**What to produce**
How many lines in the data below contain the word "commands"? State only the number.

**Data**
- Opening Delimiter -

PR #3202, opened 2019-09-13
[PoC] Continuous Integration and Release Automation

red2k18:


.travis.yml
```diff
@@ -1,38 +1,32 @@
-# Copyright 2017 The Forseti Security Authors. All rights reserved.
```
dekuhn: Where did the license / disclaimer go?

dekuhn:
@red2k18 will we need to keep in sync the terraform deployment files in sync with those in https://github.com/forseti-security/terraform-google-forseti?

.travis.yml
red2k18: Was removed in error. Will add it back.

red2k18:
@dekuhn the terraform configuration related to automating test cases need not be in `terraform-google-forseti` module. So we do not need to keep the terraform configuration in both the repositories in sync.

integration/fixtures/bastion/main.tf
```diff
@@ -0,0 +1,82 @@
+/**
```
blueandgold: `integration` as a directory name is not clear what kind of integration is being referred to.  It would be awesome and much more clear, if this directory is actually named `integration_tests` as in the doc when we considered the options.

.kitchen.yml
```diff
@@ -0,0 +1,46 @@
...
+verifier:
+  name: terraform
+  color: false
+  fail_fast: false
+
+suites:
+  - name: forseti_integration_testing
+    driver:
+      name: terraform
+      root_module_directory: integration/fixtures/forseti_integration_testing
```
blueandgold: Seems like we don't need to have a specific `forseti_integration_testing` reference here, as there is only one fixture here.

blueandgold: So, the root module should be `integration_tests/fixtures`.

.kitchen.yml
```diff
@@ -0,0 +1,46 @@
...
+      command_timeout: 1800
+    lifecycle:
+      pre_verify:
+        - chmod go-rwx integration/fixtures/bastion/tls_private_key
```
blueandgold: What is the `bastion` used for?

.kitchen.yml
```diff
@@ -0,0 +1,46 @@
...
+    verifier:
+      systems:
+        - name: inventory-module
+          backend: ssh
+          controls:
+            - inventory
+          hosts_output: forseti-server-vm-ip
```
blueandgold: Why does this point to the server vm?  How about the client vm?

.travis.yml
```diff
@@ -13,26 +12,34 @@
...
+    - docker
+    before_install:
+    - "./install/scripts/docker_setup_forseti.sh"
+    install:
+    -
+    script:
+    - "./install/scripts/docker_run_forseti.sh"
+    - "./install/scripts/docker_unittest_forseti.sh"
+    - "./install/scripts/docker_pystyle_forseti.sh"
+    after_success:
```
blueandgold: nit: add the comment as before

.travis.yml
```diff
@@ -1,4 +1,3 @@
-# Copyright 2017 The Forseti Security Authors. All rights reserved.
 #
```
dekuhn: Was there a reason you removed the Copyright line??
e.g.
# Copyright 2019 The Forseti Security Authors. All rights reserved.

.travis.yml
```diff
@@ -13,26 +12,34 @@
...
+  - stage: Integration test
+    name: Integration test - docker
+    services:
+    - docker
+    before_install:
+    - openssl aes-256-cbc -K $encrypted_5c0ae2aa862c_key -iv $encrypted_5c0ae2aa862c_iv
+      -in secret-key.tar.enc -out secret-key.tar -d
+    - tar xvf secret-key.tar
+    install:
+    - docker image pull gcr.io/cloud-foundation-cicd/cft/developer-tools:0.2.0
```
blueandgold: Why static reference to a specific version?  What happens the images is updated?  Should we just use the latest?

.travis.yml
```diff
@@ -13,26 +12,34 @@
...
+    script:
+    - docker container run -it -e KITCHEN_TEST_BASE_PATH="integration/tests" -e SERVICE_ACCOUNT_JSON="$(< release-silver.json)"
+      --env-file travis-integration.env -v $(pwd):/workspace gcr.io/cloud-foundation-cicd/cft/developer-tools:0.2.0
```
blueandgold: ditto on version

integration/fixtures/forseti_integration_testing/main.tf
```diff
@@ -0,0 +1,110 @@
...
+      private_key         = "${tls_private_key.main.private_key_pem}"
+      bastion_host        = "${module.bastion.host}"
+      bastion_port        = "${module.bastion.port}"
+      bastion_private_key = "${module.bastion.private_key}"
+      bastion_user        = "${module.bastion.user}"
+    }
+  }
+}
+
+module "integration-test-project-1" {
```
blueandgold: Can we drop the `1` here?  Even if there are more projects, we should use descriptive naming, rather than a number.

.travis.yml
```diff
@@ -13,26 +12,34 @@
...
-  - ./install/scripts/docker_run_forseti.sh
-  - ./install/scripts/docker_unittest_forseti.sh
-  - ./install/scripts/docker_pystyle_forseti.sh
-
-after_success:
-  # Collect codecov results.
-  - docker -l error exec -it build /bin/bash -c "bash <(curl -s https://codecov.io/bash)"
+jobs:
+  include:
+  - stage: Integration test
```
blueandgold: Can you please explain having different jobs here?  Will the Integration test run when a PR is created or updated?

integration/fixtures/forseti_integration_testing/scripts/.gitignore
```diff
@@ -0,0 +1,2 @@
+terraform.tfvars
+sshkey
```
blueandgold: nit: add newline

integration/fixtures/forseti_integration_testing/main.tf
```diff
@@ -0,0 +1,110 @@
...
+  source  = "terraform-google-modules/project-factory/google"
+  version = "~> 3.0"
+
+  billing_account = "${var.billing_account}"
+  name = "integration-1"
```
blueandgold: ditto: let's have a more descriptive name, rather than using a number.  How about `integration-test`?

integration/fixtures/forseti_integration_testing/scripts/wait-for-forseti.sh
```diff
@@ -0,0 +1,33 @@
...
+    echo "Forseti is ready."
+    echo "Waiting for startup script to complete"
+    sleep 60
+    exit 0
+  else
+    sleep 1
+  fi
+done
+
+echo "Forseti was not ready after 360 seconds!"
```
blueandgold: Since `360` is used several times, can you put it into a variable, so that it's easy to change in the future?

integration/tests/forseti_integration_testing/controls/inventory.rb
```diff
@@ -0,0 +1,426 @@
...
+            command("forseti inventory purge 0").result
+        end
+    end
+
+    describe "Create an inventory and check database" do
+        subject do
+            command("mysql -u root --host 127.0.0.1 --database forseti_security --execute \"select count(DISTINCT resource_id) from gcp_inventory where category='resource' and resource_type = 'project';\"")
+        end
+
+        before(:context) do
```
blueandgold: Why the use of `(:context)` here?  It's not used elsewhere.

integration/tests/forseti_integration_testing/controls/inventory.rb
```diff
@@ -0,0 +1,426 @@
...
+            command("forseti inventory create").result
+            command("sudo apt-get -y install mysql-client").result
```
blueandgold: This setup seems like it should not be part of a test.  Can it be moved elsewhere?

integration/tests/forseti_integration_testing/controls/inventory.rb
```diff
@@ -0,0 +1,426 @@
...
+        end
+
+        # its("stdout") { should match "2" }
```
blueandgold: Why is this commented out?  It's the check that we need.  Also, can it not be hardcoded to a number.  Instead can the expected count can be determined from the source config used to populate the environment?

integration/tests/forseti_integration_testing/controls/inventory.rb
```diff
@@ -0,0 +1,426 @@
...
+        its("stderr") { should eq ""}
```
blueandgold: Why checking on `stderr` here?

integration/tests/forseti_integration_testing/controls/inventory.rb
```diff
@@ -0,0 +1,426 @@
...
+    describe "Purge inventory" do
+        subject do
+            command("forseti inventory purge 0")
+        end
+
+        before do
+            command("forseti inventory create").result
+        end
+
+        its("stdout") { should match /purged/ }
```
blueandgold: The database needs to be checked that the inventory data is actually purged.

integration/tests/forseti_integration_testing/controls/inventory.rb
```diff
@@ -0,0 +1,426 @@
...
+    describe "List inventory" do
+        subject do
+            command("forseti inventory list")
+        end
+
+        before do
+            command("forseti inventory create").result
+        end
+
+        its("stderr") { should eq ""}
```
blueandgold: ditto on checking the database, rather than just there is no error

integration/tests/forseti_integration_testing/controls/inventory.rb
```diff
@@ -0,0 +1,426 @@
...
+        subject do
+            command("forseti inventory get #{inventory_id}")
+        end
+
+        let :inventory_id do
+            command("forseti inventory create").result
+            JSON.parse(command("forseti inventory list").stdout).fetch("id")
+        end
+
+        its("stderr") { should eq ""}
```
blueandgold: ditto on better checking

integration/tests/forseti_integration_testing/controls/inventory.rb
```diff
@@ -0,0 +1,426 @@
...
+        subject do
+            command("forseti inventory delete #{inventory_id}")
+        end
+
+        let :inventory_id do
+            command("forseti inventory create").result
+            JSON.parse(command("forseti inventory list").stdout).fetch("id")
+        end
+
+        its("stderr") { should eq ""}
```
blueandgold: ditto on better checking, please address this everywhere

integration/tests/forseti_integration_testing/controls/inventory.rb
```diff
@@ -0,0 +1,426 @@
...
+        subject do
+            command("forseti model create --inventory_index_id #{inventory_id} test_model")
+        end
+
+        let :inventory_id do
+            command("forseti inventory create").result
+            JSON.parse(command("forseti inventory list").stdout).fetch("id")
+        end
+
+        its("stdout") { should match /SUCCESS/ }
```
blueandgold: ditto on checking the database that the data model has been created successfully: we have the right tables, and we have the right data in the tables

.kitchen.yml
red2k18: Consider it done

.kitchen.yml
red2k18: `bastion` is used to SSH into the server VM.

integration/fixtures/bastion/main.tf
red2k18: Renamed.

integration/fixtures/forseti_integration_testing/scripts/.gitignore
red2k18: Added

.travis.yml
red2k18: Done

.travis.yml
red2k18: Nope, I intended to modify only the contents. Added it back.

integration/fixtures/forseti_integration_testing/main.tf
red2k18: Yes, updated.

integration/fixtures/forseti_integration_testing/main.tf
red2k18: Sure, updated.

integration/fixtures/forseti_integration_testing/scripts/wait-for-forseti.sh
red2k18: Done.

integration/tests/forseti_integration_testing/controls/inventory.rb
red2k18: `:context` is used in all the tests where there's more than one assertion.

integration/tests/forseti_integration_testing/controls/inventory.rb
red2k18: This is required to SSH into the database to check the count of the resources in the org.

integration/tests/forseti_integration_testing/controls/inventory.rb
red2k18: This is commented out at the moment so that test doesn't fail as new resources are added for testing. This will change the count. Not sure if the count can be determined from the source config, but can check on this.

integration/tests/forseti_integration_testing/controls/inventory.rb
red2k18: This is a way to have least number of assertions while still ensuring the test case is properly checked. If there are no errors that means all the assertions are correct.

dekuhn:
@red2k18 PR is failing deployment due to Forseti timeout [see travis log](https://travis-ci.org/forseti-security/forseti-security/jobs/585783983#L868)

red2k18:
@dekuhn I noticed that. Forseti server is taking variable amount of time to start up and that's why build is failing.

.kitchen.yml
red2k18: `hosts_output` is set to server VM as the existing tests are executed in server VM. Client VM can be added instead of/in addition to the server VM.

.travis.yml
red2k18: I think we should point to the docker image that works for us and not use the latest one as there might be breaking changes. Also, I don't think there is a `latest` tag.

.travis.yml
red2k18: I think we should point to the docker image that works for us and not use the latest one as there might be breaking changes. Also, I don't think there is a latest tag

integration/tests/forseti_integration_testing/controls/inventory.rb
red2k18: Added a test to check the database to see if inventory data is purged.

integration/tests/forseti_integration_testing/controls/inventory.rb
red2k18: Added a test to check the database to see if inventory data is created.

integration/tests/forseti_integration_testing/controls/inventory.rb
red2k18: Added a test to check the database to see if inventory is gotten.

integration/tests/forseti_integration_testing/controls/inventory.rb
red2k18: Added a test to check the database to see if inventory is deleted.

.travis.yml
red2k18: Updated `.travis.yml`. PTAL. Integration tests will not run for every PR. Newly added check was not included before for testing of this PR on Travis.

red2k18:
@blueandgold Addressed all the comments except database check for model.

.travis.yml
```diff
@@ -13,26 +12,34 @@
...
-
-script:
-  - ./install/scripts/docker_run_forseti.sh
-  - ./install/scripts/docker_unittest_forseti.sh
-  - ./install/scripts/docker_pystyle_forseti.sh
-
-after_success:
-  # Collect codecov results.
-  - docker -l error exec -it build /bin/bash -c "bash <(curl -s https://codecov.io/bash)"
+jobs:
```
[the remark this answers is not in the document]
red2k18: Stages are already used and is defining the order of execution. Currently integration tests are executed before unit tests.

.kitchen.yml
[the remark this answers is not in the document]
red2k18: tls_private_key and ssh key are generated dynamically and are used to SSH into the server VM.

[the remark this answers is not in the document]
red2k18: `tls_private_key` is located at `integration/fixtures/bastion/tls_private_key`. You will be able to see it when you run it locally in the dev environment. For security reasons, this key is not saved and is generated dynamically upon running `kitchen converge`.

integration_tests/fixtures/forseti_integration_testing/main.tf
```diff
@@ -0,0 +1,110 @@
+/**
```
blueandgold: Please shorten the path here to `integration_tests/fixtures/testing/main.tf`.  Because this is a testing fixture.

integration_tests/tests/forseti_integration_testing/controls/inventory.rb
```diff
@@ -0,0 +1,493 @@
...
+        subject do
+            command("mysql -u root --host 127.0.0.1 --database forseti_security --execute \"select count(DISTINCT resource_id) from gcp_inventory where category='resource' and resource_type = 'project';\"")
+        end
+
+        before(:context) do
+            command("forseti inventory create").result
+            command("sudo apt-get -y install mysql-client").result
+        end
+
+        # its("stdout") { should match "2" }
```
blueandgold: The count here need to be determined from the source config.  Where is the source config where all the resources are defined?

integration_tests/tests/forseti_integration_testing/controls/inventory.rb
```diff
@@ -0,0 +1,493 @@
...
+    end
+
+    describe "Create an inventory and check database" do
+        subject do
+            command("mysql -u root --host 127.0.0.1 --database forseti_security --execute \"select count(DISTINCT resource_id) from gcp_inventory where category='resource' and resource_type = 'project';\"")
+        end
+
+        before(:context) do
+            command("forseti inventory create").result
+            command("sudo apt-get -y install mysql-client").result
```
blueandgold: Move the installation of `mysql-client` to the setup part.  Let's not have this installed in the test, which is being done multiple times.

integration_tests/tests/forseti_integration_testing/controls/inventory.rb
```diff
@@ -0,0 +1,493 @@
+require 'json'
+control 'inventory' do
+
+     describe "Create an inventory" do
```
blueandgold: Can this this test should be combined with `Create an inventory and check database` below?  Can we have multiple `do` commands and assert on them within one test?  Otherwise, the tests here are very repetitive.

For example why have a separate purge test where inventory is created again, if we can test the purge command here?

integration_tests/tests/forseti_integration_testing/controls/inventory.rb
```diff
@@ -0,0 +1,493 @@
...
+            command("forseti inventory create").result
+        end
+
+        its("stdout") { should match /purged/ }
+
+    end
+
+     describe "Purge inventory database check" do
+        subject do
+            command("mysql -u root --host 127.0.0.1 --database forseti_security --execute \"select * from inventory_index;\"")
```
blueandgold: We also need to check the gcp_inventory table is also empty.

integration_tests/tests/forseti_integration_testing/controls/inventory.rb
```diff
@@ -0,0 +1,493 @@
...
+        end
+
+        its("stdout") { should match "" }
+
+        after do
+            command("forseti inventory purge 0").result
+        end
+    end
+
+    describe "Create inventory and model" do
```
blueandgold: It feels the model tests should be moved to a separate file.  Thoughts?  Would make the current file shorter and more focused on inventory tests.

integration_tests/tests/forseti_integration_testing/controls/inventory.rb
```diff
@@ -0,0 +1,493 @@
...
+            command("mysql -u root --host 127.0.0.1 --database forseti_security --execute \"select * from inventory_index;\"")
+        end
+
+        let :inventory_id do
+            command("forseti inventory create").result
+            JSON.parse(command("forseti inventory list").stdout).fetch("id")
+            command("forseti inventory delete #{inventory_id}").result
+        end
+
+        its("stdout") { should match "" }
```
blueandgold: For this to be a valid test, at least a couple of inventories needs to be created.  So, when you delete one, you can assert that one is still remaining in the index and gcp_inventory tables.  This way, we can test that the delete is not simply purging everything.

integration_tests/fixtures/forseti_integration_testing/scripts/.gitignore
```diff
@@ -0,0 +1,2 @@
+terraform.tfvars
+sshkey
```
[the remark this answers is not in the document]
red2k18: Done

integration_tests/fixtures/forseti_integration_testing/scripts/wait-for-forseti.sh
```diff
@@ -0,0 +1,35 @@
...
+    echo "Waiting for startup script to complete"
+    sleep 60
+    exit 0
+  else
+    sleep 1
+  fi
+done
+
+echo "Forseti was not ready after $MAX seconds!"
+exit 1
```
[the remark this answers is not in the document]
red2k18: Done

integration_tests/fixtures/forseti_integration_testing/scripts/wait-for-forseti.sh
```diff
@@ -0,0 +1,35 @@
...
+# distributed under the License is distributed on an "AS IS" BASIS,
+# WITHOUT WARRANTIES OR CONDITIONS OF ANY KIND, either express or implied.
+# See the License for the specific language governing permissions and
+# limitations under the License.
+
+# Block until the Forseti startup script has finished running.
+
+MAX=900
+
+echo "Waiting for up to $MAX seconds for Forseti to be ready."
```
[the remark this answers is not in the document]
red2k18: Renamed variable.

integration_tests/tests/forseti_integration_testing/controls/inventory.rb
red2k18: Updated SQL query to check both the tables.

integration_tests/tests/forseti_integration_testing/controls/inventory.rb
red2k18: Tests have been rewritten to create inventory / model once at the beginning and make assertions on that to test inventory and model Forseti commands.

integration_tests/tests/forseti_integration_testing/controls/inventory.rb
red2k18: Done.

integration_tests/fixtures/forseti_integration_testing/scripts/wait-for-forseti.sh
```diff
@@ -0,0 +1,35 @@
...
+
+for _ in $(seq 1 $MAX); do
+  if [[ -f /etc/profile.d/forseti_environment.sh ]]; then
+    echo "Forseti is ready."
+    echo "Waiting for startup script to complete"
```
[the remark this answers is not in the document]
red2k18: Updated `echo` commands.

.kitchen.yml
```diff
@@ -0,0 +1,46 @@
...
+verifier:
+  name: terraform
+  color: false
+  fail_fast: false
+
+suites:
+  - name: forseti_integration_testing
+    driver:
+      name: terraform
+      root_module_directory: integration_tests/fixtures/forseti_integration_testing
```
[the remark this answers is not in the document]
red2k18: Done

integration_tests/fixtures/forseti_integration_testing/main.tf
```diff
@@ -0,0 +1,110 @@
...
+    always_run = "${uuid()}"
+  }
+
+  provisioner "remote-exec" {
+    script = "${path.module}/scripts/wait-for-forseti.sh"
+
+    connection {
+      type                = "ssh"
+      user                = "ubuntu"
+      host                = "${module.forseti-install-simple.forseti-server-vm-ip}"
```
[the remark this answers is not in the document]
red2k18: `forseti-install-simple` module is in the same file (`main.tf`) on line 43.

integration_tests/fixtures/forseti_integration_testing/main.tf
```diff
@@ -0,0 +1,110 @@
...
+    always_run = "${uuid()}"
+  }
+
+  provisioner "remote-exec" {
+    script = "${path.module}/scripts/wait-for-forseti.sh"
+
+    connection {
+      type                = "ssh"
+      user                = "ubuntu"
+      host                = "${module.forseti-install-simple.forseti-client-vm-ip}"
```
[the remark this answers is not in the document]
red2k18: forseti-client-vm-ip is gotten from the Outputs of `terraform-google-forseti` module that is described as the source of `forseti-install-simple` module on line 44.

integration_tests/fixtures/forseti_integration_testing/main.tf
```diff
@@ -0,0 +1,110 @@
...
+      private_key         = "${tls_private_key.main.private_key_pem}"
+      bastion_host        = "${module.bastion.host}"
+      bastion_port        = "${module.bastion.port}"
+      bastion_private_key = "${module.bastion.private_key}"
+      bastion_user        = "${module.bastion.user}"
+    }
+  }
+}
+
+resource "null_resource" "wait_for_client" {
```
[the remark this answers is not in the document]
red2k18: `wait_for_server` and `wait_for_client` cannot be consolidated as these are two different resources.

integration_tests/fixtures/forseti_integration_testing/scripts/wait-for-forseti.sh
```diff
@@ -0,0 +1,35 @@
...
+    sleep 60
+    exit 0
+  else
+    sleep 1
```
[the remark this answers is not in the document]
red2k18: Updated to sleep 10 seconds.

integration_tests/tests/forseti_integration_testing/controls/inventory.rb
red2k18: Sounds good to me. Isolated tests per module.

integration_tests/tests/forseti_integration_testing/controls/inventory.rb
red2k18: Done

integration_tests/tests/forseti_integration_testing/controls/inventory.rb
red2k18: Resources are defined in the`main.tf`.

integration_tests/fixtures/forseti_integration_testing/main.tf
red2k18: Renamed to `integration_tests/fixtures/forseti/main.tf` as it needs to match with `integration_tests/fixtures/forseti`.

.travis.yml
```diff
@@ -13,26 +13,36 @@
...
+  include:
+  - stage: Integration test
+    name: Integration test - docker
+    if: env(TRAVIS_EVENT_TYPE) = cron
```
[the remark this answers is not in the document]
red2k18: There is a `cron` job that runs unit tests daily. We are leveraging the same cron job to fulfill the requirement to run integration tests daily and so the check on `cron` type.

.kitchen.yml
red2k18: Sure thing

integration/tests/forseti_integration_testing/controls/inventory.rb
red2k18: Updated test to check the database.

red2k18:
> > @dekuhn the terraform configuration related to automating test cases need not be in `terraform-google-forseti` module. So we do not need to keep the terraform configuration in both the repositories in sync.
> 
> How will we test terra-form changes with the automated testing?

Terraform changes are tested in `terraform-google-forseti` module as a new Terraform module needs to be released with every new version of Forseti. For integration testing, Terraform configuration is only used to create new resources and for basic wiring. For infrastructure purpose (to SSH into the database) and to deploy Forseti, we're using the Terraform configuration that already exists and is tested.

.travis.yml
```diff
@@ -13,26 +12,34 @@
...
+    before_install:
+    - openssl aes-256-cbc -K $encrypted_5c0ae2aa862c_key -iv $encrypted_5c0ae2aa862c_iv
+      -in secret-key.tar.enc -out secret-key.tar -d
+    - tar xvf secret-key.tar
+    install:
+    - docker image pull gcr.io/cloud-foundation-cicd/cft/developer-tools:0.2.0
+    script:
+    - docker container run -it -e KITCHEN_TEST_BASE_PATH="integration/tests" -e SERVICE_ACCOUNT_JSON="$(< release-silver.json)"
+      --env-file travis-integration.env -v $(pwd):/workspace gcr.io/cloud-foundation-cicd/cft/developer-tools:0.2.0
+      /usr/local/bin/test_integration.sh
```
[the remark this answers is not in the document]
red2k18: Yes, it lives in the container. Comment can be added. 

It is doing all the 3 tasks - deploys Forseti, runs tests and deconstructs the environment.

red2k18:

- Closing Delimiter -

**Result for this exercise**
3